O Cinturão Verde continua a ser o recurso de propriedade comum mais crítico no planeamento de cidades inteligentes.

Por Malini Shankar


Ao planear Cidades Inteligentes, precisamos de ter em conta o crescimento futuro e a gestão otimizada dos recursos para satisfazer as necessidades atuais da população da forma mais eficaz possível. O planeamento é, sem dúvida, fundamental para a gestão sustentável dos recursos.

A Política de Uso do Solo é o ponto de partida, pois ajuda a alocar a terra como recurso. Neste sentido, as orientações políticas são de importância crucial. Cinturão Verde, Recursos de Propriedade Comum, Ativos e Recursos Comunitários, Transportes Públicos, Infraestruturas de Esgotos e Saneamento, Gestão da Cadeia de Abastecimento, Logística Urbana e Rural, Infraestruturas adaptadas às Alterações Climáticas: cada um destes aspetos deve ser priorizado.

Por exemplo, precisamos de faixas exclusivas para autocarros, ambulâncias, logística da cadeia de abastecimento e motociclos. Espaços/áreas designadas separadamente para bairros residenciais. Além disso, devem ser criadas faixas claramente demarcadas para escolas, faculdades, instituições de ensino e investigação. Outra faixa (como uma faixa circular numa base de pizza para fins de planeamento) apenas para infraestruturas de saúde – saúde pública e mental, cuidados veterinários e assim por diante… todas ligadas às faixas de ambulâncias. Diferentes faixas para diferentes tipos de veículos serão abordadas num próximo post do blog. O centro comercial e o pólo de negócios devem incluir mercados agrícolas, bem como produtos rurais e artesanato.

As áreas com monumentos e pontos turísticos devem atender à economia do turismo: infraestruturas adequadas aos turistas, como hotéis, restaurantes, lojas de souvenirs, guias digitais multilingues e guias humanos multilingues, rigorosos padrões de higiene nas casas de banho públicas, centros de saúde/primeiros socorros, lugares de estacionamento, casas de câmbio, acesso para cadeiras de rodas, etc.

É necessário planear múltiplos modos de transporte público (pelo menos uma dúzia de opções diferentes) para a população local e para o fluxo turístico. Os polos digitais para suportar as redes neuronais e, consequentemente, toda a economia – desde a telefonia e análise de dados até às infraestruturas de software e hardware – devem estar minimamente integrados para uma utilização universal!

Cada modo de transporte público necessita de uma faixa exclusiva na estrada/linha férrea.
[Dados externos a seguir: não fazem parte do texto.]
PR #863, opened 2022-04-12
Support ES Module output in npm package. #862

### LINKED ISSUE #862: ES Module (ESM) build in the npm package
Like #852 but for the npm package version, as I do not use the jsDelivr build. (I have a transitive npm dependency on markdown-it via prosemirror-markdown.)

When trying to use this library in an Angular application, we get the following compiler warning:
```
Warning: [redacted_file_path] depends on 'markdown-it/lib'. CommonJS or AMD dependencies can cause optimization bailouts.
For more info see: https://angular.io/guide/build#configuring-commonjs-dependencies
```

It is now commonly recommended to support ES Module (ESM) builds in addition to legacy formats, which also has the added benefit of better bundle optimization. All supported versions of Node.js at the time of this writing fully support ES Modules, with the exception of Node 12 which has it behind an experimental flag, but that version is going out of support at the end of this month (April 2022).

The UMD/CommonJS build can be retained for those users that need it, but having an ESM build in addition to the UMD build would be ideal.

I'd be happy to take a stab at this, unless one of the core team members would prefer to do it. Thanks!

paulirwin:
Adds ES Module (ESM) output in the Rollup config (in addition to the existing UMD output), and adds a helpful `npm run build` script. Fixes #862

Per the `CONTRIBUTING.md` file, I am not including the ESM build here, but I can easily add that if you would like.

Example Angular component using the ESM build (add to package.json as a file-path dependency) which does not have the warning about optimization bailouts:

```typescript
import { Component, OnInit } from '@angular/core';
import MarkdownIt from 'markdown-it';

@Component({
  selector: 'app-root',
  templateUrl: './app.component.html',
  styleUrls: ['./app.component.scss']
})
export class AppComponent implements OnInit {
  title = 'markdown-it-ng-demo';
  text: string = "";

  ngOnInit(): void {
    const md = new MarkdownIt();
    console.log(md);
    this.text = md.render("# Hi!");
    console.log(this.text);
  }
}
```

Template HTML:
```html
<div [innerHTML]="text"></div>
```

### DIFF
--- a/package.json
+++ b/package.json
@@ -13,6 +13,17 @@
   "license": "MIT",
   "main": "index.js",
   "module": "dist/esm/markdown-it.mjs",
+  "type": "module",
+  "exports": {
+    ".": {
+      "import": "./dist/esm/markdown-it.mjs",
+      "require": "./index.js"
+    },
+    "./*": {
+      "require": "./*",
+      "import": "./*"
+    }
+  },
   "bin": {
     "markdown-it": "bin/markdown-it.js"
   },
--- a/package.json
+++ b/package.json
@@ -13,7 +13,6 @@
   "license": "MIT",
   "main": "index.js",
   "module": "dist/esm/markdown-it.mjs",
-  "type": "module",
   "exports": {
     ".": {
       "import": "./dist/esm/markdown-it.mjs",
--- a/package.json
+++ b/package.json
@@ -12,10 +12,12 @@
   "repository": "markdown-it/markdown-it",
   "license": "MIT",
   "main": "index.js",
+  "module": "dist/esm/markdown-it.mjs",
   "bin": {
     "markdown-it": "bin/markdown-it.js"
   },
   "scripts": {
+    "build": "rollup -c support/rollup.config.js",
     "lint": "eslint .",
     "test": "npm run lint && nyc mocha && node support/specsplit.js",
     "coverage": "npm run test && nyc report --reporter html",
--- a/support/rollup.config.js
+++ b/support/rollup.config.js
@@ -5,6 +5,28 @@ import nodePolyfills from 'rollup-plugin-node-polyfills';
 import pkg from '../package.json';
 import { terser } from 'rollup-plugin-terser';
 
+const unminifiedPlugins = [
+  // Here terser is used only to force ascii output
+  terser({
+    mangle: false,
+    compress: false,
+    format: {
+      comments: 'all',
+      beautify: true,
+      ascii_only: true,
+      indent_level: 2
+    }
+  })
+];
+
+const minifiedPlugins = [
+  terser({
+    format: {
+      ascii_only: true,
+    }
+  })
+];
+
 export default {
   input: 'index.js',
   output: [
@@ -12,31 +34,25 @@ export default {
       file: 'dist/markdown-it.js',
       format: 'umd',
       name: 'markdownit',
-      plugins: [
-        // Here terser is used only to force ascii output
-        terser({
-          mangle: false,
-          compress: false,
-          format: {
-            comments: 'all',
-            beautify: true,
-            ascii_only: true,
-            indent_level: 2
-          }
-        })
-      ]
+      plugins: unminifiedPlugins,
     },
     {
       file: 'dist/markdown-it.min.js',
       format: 'umd',
       name: 'markdownit',
-      plugins: [
-        terser({
-          format: {
-            ascii_only: true,
-          }
-        })
-      ]
+      plugins: minifiedPlugins,
+    },
+    {
+      file: 'dist/esm/markdown-it.mjs',
+      format: 'es',
+      name: 'markdownit',
+      plugins: unminifiedPlugins,
+    },
+    {
+      file: 'dist/esm/markdown-it.min.mjs',
+      format: 'es',
+      name: 'markdownit',
+      plugins: minifiedPlugins,
     }
   ],
   plugins: [


thiagodp:
Hello @paulirwin,
I suggest using [microbundle](https://github.com/developit/microbundle) for that. It provides different bundle formats with a minimum effort.

paulirwin:
@thiagodp I appreciate the input, but this project already uses Rollup, so changing that is outside the scope of this PR.

thiagodp:
@paulirwin Ok. JFI, Microbundle is based on Rollup, and you could continue using the existing plug-ins.

tdekoning:
@paulirwin any update on this? Would be a great addition to the library

paulirwin:
@tdekoning I also would like to see this PR merged 😉

pauleustice:
I'd also really like to see this merged please 🙏

andymac4182:
Any update on this? It would help resolve some issues I am having.

paulirwin:
Tagging the two people listed in the markdown-it org: @puzrin @rlidwka 

It appears the community is longing to get this fix merged into the project. I'd be happy to address any feedback with it if there's anything preventing this from getting merged. Let me know how I can be of any assistance. Thanks!

vritant24:
Would very much like to see this PR merged. Happy to help take this through if help is needed.

JannieT:
As a workaround, I'm using this: https://github.com/esm-bundle/markdown-it

paulirwin:
I am generally a patient person when it comes to things like this, but this PR has been open for over a year and is fairly simple. It has been over two months since I pinged the owners of this repo, with no response. There have been no merged PRs since August of 2022 as far as I can tell. Seriously asking, is this project dead?

treeder:
Mark has ESM builds, FYI: https://www.npmjs.com/package/marked

or in browser: 

```html
import { marked } from "https://cdn.jsdelivr.net/npm/marked/lib/marked.esm.js"
```

hutianyu2006:
OMG I simply didn't do too much searching, THANK YOU A LOT!!!



---Original---
From: "Travis ***@***.***&gt;
Date: Fri, Jun 30, 2023 02:39 AM
To: ***@***.***&gt;;
Cc: ***@***.******@***.***&gt;;
Subject: Re: [markdown-it/markdown-it] Support ES Module output in npmpackage. #862 (PR #863)




 
Mark has ESM builds, FYI: https://www.npmjs.com/package/marked
 
or in browser:
 import { marked } from "https://cdn.jsdelivr.net/npm/marked/lib/marked.esm.js"

paulirwin:
@treeder Unfortunately this is a transitive dependency for me so that isn't an option for all cases 😦

marijnh:
In 2023, we'll also want an `exports` field in package.json, something like ...

```json
  "exports": {
    "import": "./index.js",
    "require": "./dist/esm/markdown-it.mjs"
  },
```

That makes sure resolution that doesn't use the non-standard `"module"` field (such as node's own) can still find the ESM code.

andymac4182:
This would be great to have supported!

adrian-branescu:
@paulirwin @marijnh 
With the following change:
```
  "exports": {
    "require": "./index.js",
    "import": "./dist/esm/markdown-it.mjs"
  },
```
will be this PR merged eventually?

paulirwin:
Re: @marijnh (I am forever indebted to you for your excellent work on ProseMirror, btw. Thank you for that library!)

> In 2023, we'll also want an `exports` field in package.json, something like ...
> 
> ```json
>   "exports": {
>     "require": "./index.js",
>     "import": "./dist/esm/markdown-it.mjs"
>   },
> ```
> 
> That makes sure resolution that doesn't use the non-standard `"module"` field (such as node's own) can still find the ESM code.

This is good to know, thanks! I don't spend a lot of time in Node directly and only use this package via Angular. Should `"type": "module"` be added as well, or would that break "legacy" users? Do we still need to support CommonJS now that it's almost 2024 and Node v20 is LTS?

> 
> (Just verified that this PR still applies cleanly, but node will load the CJS code when you import it. With the above change to package.json, it loads the ESM code, and everything seems to work.)
> 
> **Further edit**: Actually, adding this will forbid importing modules directly from the package by path, which is maybe a style you intend to support, given that there are separate minified files. Which modules are users expected to want to load directly?

I don't have any particular intentions if this was addressed to me, other than ensuring that optimization in Angular builds works. I am a little out-of-the-loop of current Node package conventions and standards. I know at one point in the past, it was fairly common to include minified builds with your package like markdown-it has done prior to my PR. Is that no longer the case? If so, that would certainly simplify the Rollup config and build. I'm eager to learn from the community here on any ways I can improve this PR.

Re: @adrian-branescu 
> @paulirwin @marijnh With the following change:
> 
> ```json
> "exports": {
>     ".": {
>       "import": "./dist/esm/markdown-it.mjs",
>       "require": "./index.js"
>     },
>     "./*": {
>       "require": "./*",
>       "import": "./*"
>     }
> },
> ```

What does the second export with the `*` accomplish, and why is that needed here? Looking to learn as I am unfamiliar with that.

> will be this PR eventually merged?

I am encouraged to see recent activity in September of this year on this project. It would be great if this could get merged at some point. Obviously as the PR author I would love to see it merged, but alas I am not a contributor to this repo. It sounds like I do need to brush the dust off of it before it is merged, though, with the addition of `exports`.

marijnh:
> Should "type": "module" be added as well, or would that break "legacy" users?

That should be fine, and help some tools that still use the old convention.

> What does the second export with the * accomplish, and why is that needed here? Looking to learn as I am unfamiliar with that.

Once you have an `exports` field, _only_ the files mentioned in it can be loaded from the package. So, since this package has more than just a top-level entry point, adding these wildcards makes those sub-paths accessible for direct require.

I would hope updating this PR and prodding a bit more will lead to a new release.

paulirwin:
@marijnh @adrian-branescu Thank you! I have made those changes to this PR. Quick testing of a new Node package that references it by file path seems to work fine at least for constructing a MarkdownIt. If either of you can help validate that I did this correctly and sufficiently, that would be appreciated.

adrian-branescu:
@paulirwin @marijnh
I would add to the `rollup.config.js` file the [external](https://rollupjs.org/configuration-options/#external) field, e.g.
```js
external: [
  /node_modules/
]
```
in order to prevent including in the bundle the external dependencies from package.json:
```json
"dependencies": {
    "argparse": "^2.0.1",
    "entities": "~3.0.1",
    "linkify-it": "^3.0.1",
    "mdurl": "^1.0.1",
    "uc.micro": "^1.0.5"
  },
```

In this way, one can use this NPM package in Node.js and Web apps with a bundler like webpack, Rollup, vite etc without having those dependencies included multiple times in the final app bundle.

marijnh:
>>   Should "type": "module" be added as well, or would that break "legacy" users?

> That should be fine, and help some tools that still use the old convention.

Correction! I thought you were talking about the `"module": "dist/esm/markdown-it.mjs"` line. `"type": "module"` should definitely **NOT** be added here.

paulirwin:
> @paulirwin @marijnh I would add to the `rollup.config.js` file the [external](https://rollupjs.org/configuration-options/#external) field, e.g.
> 
> ```js
> external: [
>   /node_modules/
> ]
> ```
> 
> in order to prevent including in the bundle the external dependencies (along with the whole graph of transitive dependencies) from package.json:
> 
> ```json
> "dependencies": {
>     "argparse": "^2.0.1",
>     "entities": "~3.0.1",
>     "linkify-it": "^3.0.1",
>     "mdurl": "^1.0.1",
>     "uc.micro": "^1.0.5"
> },
> ```
> 
> In this way, one can use this NPM package in Node.js and Web apps with a bundler like Webpack, Rollup, Vite etc without having those dependencies included multiple times in the final app bundle.

If I'm understanding this correctly, this would be an existing problem with the current rollup CJS output, is that correct? If so it seems like that warrants its own PR and could be merged independently.

marijnh:
Thanks. With that change this patch works for me (I tried: importing as ESM, requiring as CommonJS, requiring a specific dist/ file.)

adrian-branescu:
> > @paulirwin @marijnh I would add to the `rollup.config.js` file the [external](https://rollupjs.org/configuration-options/#external) field, e.g.
> > ```js
> > external: [
> >   /node_modules/
> > ]
> > ```
> > 
> > 
> >     
> >       
> >     
> > 
> >       
> >     
> > 
> >     
> >   
> > in order to prevent including in the bundle the external dependencies (along with the whole graph of transitive dependencies) from package.json:
> > ```json
> > "dependencies": {
> >     "argparse": "^2.0.1",
> >     "entities": "~3.0.1",
> >     "linkify-it": "^3.0.1",
> >     "mdurl": "^1.0.1",
> >     "uc.micro": "^1.0.5"
> > },
> > ```
> > 
> > 
> >     
> >       
> >     
> > 
> >       
> >     
> > 
> >     
> >   
> > In this way, one can use this NPM package in Node.js and Web apps with a bundler like Webpack, Rollup, Vite etc without having those dependencies included multiple times in the final app bundle.
> 
> If I'm understanding this correctly, this would be an existing problem with the current rollup CJS output, is that correct? If so it seems like that warrants its own PR and could be merged independently.

Yes, this problem replicates on the master branch too.

On your branch, there are >2000 lines of external source code added besides package own source code:
```bash

# find lib/ -name '*.js' | xargs wc -l
6185 total
 
# cat dist/markdown-it.js | wc -l
8356
 
# cat dist/esm/markdown-it.mjs | wc -l
8675
```

These may be duplicated in a Web App that makes use of the same dependencies like this package because the app bundler has no idea that they were already included in this package bundle.

paulirwin:
@adrian-branescu Thanks for the info, I could see where the addition of this could exacerbate that problem. If there's consensus from others that the `external` bit should be included here, I can do that.

marijnh:
@puzrin Are you okay with releasing this? Or giving some feedback on what would be needed before it gets released?

puzrin:
We closed most of pending things, and I'm rewriting to es6 to solve the rest.

Need advice, what is preferable:

- use `.mjs` extensions
- use `.js` with `type: module`

Could you help?

marijnh:
It doesn't matter much, but if you want to keep supporting the old behavior of requiring `dist/markdown-it.min.js`, you'll need to either use `.mjs` for your ES module files, or explicitly list all allowed paths in your package.json `exports` field, because with `type: module` a `.min.js` file would be interpreted as a module.

puzrin:
@marijnh thank you very much for info! I tend use `.msj`, if that will be ok to all next years.

puzrin:
See `es6` branch https://github.com/markdown-it/markdown-it/tree/es6

- all rewritten all to es6 (dependencies still not, but will be done)
- `dist/` now has umd build with all deps bundled.

Since change is huge, and I have no solid experience with esm development, I'm open to any suggestions, what should be improved. Hope to spread the same changes to all other maintained repos.

puzrin:
- Updated a lot of code to be more close to `standard` lint rules (var => let/const and so on).
- Added babel to es5 build, for sure.

@SReject The problem with classes is, that existing implementation uses hack for the call without `new`. This is not possible with `class`. I could export factory function as `default` and class as `MarkdownIt`. But not sure how good is that for users. Any suggestions welcome.

Also not sure, if should I use rollup+babel for the es6 modules build, or leave that for upper-level use.

puzrin:
I'm closing this, since master rewritten to ESM, and have fallback to CJS (generated on publish, or via `npm run build`).

It will take some time (up to 1-2 weeks) to check other issues and transform plugins. But you can write any thoughts if something else should be fixed.

puzrin:
Published v14 with native ESM support.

E, claro, não nos podemos esquecer de planear um polo de táxis aéreos/tráfego de jetpacks em cada bairro residencial. Isto sim é planeamento para o futuro!

O sector industrial deve ser cuidadosamente planeado para não prejudicar qualquer outro sector da economia/Smart City.
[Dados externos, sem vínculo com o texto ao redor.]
PR #4423, opened 2025-05-20
Send UI Profiling app start chunk when it finishes

stefanosiano:
## :scroll: Description
init the scopes at profile finish, too, so that it sends the chunk the first time

When the startOnAppStart option is used, the first chunk is started when the SDK is not enabled, so it's stored in memory.
The SDK reevaluates the scopes when the next chunk is started, and in the meantime it keeps the chunks in memory until the second chunk finishes.
This is not an issue normally, as it affects only the very first chunk when using the startProfilerOnAppStart option.
But we do it in the UI tests of our demo app, which doesn't send any chunk unless another transaction is started one minute after the app start.

## :pencil: Checklist


sentry-android-core/src/main/java/io/sentry/android/core/AndroidContinuousProfiler.java
```diff
@@ -162,6 +162,10 @@ private void start() {
         rateLimiter.addRateLimitObserver(this);
```
romtsn, line 162: can this be potentially added multiple times now?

O centro de fornecimento de energia não só deve ser adaptado às alterações climáticas, como também deve focar-se no planeamento da procura e da oferta futuras. O mesmo se aplica ao abastecimento de água e à saúde.
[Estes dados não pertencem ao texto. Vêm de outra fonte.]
PR #4428, opened 2025-05-21
More version catalog adoption

runningcode:
## :scroll: Description
Version catalog adoption

#skip-changelog

## :pencil: Checklist


gradle/libs.versions.toml
```diff
@@ -6,6 +6,10 @@ composeVersion = "1.6.11"
 okhttp = "4.9.2"
 springTwo = "2.7.18"
 springThree = "3.4.2"
+targetSdk = "34"
```
runningcode, line 9: There’s no way to have aliases or have `targetSdk` and `compileSdk` values reference each other.

sentry-samples/sentry-samples-spring-jakarta/build.gradle.kts
```diff
@@ -9,7 +8,7 @@ plugins {
     kotlin("jvm")
     alias(libs.plugins.kotlin.spring)
     id("war")
-    id(Config.BuildPlugins.gretty) version Config.BuildPlugins.grettyVersion
+    alias(libs.plugins.gretty)
```
romtsn, line 11: do we need to specify it in the root project with the version then?

romtsn (approved):

sentry-samples/sentry-samples-spring-jakarta/build.gradle.kts
runningcode: that’s a good point, i’ll do this.

it isn’t required but it helps maintain a single classpath for all projects. this build is a bit tricky since different subprojects use different versions of the same plugin (like spring) so the buildscript classpath cannot by synchronized 100% for now.

runningcode: Actually it looks like gretty depends on spring boot and since we don’t have spring boot in the root buildscript classpath, this causes conflicts.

As áreas residenciais devem ser construídas, na medida do possível, sem cimento, utilizando recursos naturais disponíveis localmente, para que as emissões sejam contidas, eliminando em grande parte a necessidade de ar condicionado e ventoinhas. Um bom planeamento pode criar um cinturão verde mesmo em terrenos privados; basta consciencialização e disposição. O planeamento arquitetónico minimalista também é adaptado às alterações climáticas. A utilização de água da chuva recolhida e de águas cinzentas recicladas/tratadas deve ser incentivada para usos não primários da água.

Os abrigos multiusos para catástrofes devem ser construídos em conformidade com o código de construção à prova de catástrofes e devem ser acessíveis a pessoas com deficiência, frágeis e doentes. Considerando que as alterações climáticas irão agravar os desastres hidrometeorológicos, como expliquei no meu blogue da semana passada, estes abrigos multifuncionais para catástrofes precisam de acolher pessoas de todos os segmentos da sociedade – desde agricultores a magnatas dos negócios internacionais, e talvez até famílias de políticos. Também precisamos de reservar espaço para animais de estimação e gado órfãos ou deslocados durante eventos climáticos extremos induzidos pelas alterações climáticas.

É o planeamento e a implementação eficaz que tornam o desenvolvimento sustentável uma realidade. A conveniência política precisa de ser tratada com o desprezo que merece.